Work to be completed:
All of the data that follows should be written out exactly.

= = = = = = =

PR #6217, opened 2023-01-27
EVG-18828 Fix failing test 

malikchaya2:
[EVG-18828](https://jira.mongodb.org/browse/EVG-18828)

### Description 
This test was failing on windows because the file structure is different. 

### Testing 
Tested on windows in a patch

### DIFF
--- a/agent/command/s3_put_test.go
+++ b/agent/command/s3_put_test.go
@@ -507,15 +507,8 @@ func TestPreservePath(t *testing.T) {
 		expected[it.Item().Name()] = true
 	}
 
-	trueForExpected := true
-	trueForExpectedWindows := true
-
-	for _, exists := range expected {
-		if !exists {
-			trueForExpected = false
-		}
+	for item, exists := range expected {
+		require.True(t, exists, item)
 	}
-
-	require.True(t, trueForExpected || trueForExpectedWindows)
 
 }
--- a/agent/command/s3_put_test.go
+++ b/agent/command/s3_put_test.go
@@ -494,12 +494,17 @@ func TestPreservePath(t *testing.T) {
 	it, err := s.bucket.List(ctx, "")
 	require.NoError(t, err)
 
-	expected := getExpected(false)
-	expectedWindows := getExpected(true)
+	expected := map[string]bool{
+		filepath.Join("remote", "foo"):                                     false,
+		filepath.Join("remote", "myWebsite", "assets", "asset1"):           false,
+		filepath.Join("remote", "myWebsite", "assets", "asset2"):           false,
+		filepath.Join("remote", "myWebsite", "assets", "asset3"):           false,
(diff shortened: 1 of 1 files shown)


agent/command/s3_put_test.go
```diff
@@ -494,24 +493,51 @@ func TestPreservePath(t *testing.T) {
...
+	}
+
+	require.True(t, trueForExpected || trueForExpectedWindows)
+
+}
+
+func getExpected(isWindows bool) map[string]bool {
+	if isWindows {
+		return map[string]bool{
+			"remote\\foo":                               false,
```
Kimchelly, line 526: Rather than having two separate maps with basically the same files, this could just be `filepath.Join("remote", "foo"): false` (and so on) so we don't have to care about if it's Windows or not.

agent/command/s3_put_test.go
```diff
@@ -494,24 +493,51 @@ func TestPreservePath(t *testing.T) {
...
+
+	trueForExpected := true
+	trueForExpectedWindows := true
+
+	for _, exists := range expected {
+		if !exists {
+			trueForExpected = false
+		}
+	}
+	for _, exists := range expectedWindows {
```
Kimchelly, line 513: I think if we did the thing I mentioned in my comment, we don't have to worry about checking both Unix systems vs. Windows paths since the filepath separator will be decided by `filepath.Join`.

Kimchelly (changes requested):

agent/command/s3_put_test.go
```diff
@@ -494,24 +493,29 @@ func TestPreservePath(t *testing.T) {
...
-		grip.Infof("\n: %s", it.Item().Name())
 
+	for it.Next(ctx) {
 		expected[it.Item().Name()] = true
 	}
 
-	for item, exists := range expected {
-		require.True(t, exists, item)
+	trueForExpected := true
+	trueForExpectedWindows := true
```
Kimchelly, line 511: We should remove this variable since it will always be true.

agent/command/s3_put_test.go
```diff
@@ -494,24 +493,29 @@ func TestPreservePath(t *testing.T) {
...
+
+	for _, exists := range expected {
+		if !exists {
+			trueForExpected = false
```
Kimchelly, line 515: Rather than define a variable to check after the loop, can we just `assert.True(t, exists, <the file name that should have existed>)`? Would also have the benefit of telling exactly which files were expected but nonexistent.

Kimchelly (changes requested):

agent/command/s3_put_test.go
malikchaya2: done

agent/command/s3_put_test.go
malikchaya2: done

Kimchelly (approved):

= = = = = = =

Result below:
PR #6217, opened 2023-01-27
EVG-18828 Fix failing test 

malikchaya2:
[EVG-18828](https://jira.mongodb.org/browse/EVG-18828)

### Description 
This test was failing on windows because the file structure is different. 

### Testing 
Tested on windows in a patch

### DIFF
--- a/agent/command/s3_put_test.go
+++ b/agent/command/s3_put_test.go
@@ -507,15 +507,8 @@ func TestPreservePath(t *testing.T) {
 		expected[it.Item().Name()] = true
 	}
 
-	trueForExpected := true
-	trueForExpectedWindows := true
-
-	for _, exists := range expected {
-		if !exists {
-			trueForExpected = false
-		}
+	for item, exists := range expected {
+		require.True(t, exists, item)
 	}
-
-	require.True(t, trueForExpected || trueForExpectedWindows)
 
 }
--- a/agent/command/s3_put_test.go
+++ b/agent/command/s3_put_test.go
@@ -494,12 +494,17 @@ func TestPreservePath(t *testing.T) {
 	it, err := s.bucket.List(ctx, "")
 	require.NoError(t, err)
 
-	expected := getExpected(false)
-	expectedWindows := getExpected(true)
+	expected := map[string]bool{
+		filepath.Join("remote", "foo"):                                     false,
+		filepath.Join("remote", "myWebsite", "assets", "asset1"):           false,
+		filepath.Join("remote", "myWebsite", "assets", "asset2"):           false,
+		filepath.Join("remote", "myWebsite", "assets", "asset3"):           false,
(diff shortened: 1 of 1 files shown)


agent/command/s3_put_test.go
```diff
@@ -494,24 +493,51 @@ func TestPreservePath(t *testing.T) {
...
+	}
+
+	require.True(t, trueForExpected || trueForExpectedWindows)
+
+}
+
+func getExpected(isWindows bool) map[string]bool {
+	if isWindows {
+		return map[string]bool{
+			"remote\\foo":                               false,
```
Kimchelly, line 526: Rather than having two separate maps with basically the same files, this could just be `filepath.Join("remote", "foo"): false` (and so on) so we don't have to care about if it's Windows or not.

agent/command/s3_put_test.go
```diff
@@ -494,24 +493,51 @@ func TestPreservePath(t *testing.T) {
...
+
+	trueForExpected := true
+	trueForExpectedWindows := true
+
+	for _, exists := range expected {
+		if !exists {
+			trueForExpected = false
+		}
+	}
+	for _, exists := range expectedWindows {
```
Kimchelly, line 513: I think if we did the thing I mentioned in my comment, we don't have to worry about checking both Unix systems vs. Windows paths since the filepath separator will be decided by `filepath.Join`.

Kimchelly (changes requested):

agent/command/s3_put_test.go
```diff
@@ -494,24 +493,29 @@ func TestPreservePath(t *testing.T) {
...
-		grip.Infof("\n: %s", it.Item().Name())
 
+	for it.Next(ctx) {
 		expected[it.Item().Name()] = true
 	}
 
-	for item, exists := range expected {
-		require.True(t, exists, item)
+	trueForExpected := true
+	trueForExpectedWindows := true
```
Kimchelly, line 511: We should remove this variable since it will always be true.

agent/command/s3_put_test.go
```diff
@@ -494,24 +493,29 @@ func TestPreservePath(t *testing.T) {
...
+
+	for _, exists := range expected {
+		if !exists {
+			trueForExpected = false
```
Kimchelly, line 515: Rather than define a variable to check after the loop, can we just `assert.True(t, exists, <the file name that should have existed>)`? Would also have the benefit of telling exactly which files were expected but nonexistent.

Kimchelly (changes requested):

agent/command/s3_put_test.go
malikchaya2: done

agent/command/s3_put_test.go
malikchaya2: done

Kimchelly (approved):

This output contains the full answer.